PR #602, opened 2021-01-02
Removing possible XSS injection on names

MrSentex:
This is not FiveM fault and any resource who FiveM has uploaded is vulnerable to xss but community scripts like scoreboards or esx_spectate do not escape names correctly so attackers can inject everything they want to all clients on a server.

---

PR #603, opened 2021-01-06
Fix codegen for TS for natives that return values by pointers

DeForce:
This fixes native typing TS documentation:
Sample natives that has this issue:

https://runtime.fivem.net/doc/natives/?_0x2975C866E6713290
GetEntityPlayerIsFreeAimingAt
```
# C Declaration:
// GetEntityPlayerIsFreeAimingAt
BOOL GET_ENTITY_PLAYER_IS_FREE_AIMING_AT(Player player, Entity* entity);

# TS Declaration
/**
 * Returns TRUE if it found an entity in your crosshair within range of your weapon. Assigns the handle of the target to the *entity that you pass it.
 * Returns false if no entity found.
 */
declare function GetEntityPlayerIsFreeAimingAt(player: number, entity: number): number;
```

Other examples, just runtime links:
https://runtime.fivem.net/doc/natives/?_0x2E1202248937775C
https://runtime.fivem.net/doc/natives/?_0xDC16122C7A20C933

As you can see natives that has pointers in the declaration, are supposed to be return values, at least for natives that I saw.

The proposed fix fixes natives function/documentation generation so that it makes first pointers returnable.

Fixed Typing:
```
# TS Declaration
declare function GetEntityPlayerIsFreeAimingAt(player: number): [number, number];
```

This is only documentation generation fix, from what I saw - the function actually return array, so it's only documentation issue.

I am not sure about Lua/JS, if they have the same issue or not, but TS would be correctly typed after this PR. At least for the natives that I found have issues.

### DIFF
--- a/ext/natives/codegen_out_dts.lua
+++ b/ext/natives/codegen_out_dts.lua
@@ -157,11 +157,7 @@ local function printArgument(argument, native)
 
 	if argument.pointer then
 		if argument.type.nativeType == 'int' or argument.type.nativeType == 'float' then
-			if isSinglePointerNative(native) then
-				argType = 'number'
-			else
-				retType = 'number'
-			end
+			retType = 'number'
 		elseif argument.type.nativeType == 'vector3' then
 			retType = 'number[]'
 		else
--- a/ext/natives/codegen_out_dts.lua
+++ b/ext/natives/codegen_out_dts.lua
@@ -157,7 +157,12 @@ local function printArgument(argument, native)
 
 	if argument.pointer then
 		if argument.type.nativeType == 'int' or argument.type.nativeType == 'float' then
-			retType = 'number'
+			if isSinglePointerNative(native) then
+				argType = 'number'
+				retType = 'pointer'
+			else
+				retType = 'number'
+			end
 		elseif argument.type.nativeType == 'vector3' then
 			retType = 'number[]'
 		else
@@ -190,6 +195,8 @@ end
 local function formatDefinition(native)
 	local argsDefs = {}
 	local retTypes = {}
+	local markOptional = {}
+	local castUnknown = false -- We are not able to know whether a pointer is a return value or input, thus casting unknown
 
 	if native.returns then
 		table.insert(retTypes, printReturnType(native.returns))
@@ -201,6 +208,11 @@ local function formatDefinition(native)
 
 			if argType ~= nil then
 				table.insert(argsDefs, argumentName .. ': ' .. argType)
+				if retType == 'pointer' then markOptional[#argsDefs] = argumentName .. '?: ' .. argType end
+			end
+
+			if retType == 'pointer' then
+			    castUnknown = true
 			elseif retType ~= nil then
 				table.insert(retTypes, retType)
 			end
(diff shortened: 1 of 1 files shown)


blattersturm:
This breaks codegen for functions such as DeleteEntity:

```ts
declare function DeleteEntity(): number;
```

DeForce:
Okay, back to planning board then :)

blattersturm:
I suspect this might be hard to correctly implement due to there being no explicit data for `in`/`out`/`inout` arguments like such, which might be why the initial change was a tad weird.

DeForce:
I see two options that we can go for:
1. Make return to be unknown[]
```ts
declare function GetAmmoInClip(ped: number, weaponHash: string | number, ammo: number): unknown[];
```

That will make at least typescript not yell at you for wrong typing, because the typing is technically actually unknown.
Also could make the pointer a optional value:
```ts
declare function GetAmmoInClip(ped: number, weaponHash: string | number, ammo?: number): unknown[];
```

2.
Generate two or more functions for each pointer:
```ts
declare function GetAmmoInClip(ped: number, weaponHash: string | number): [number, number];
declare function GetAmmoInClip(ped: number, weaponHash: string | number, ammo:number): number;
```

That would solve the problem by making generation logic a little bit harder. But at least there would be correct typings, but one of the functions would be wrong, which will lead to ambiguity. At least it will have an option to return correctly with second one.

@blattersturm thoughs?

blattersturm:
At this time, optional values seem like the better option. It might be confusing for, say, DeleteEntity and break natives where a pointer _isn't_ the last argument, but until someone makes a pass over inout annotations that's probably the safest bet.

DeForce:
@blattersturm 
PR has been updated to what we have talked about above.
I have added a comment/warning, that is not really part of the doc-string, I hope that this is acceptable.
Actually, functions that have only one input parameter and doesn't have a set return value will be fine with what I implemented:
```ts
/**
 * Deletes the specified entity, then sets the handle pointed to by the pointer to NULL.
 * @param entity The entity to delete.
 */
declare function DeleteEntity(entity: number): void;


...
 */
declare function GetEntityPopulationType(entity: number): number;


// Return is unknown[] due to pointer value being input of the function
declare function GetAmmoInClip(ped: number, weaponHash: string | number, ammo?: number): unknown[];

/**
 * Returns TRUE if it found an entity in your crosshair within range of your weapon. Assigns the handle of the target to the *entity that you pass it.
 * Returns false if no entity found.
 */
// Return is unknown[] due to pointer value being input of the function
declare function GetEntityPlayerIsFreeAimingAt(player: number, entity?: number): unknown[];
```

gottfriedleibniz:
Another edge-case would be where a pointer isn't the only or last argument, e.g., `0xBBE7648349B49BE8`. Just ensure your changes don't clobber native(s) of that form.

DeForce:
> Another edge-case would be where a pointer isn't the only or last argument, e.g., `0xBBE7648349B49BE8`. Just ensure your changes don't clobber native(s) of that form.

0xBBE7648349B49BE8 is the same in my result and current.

### Task description
Please write out, exactly as they appear above, only the lines in the stretch from the line with "PR #602, opened 2021-01-02" through the line with "This is not".

### Answer section
PR #602, opened 2021-01-02
Removing possible XSS injection on names

MrSentex:
This is not FiveM fault and any resource who FiveM has uploaded is vulnerable to xss but community scripts like scoreboards or esx_spectate do not escape names correctly so attackers can inject everything they want to all clients on a server.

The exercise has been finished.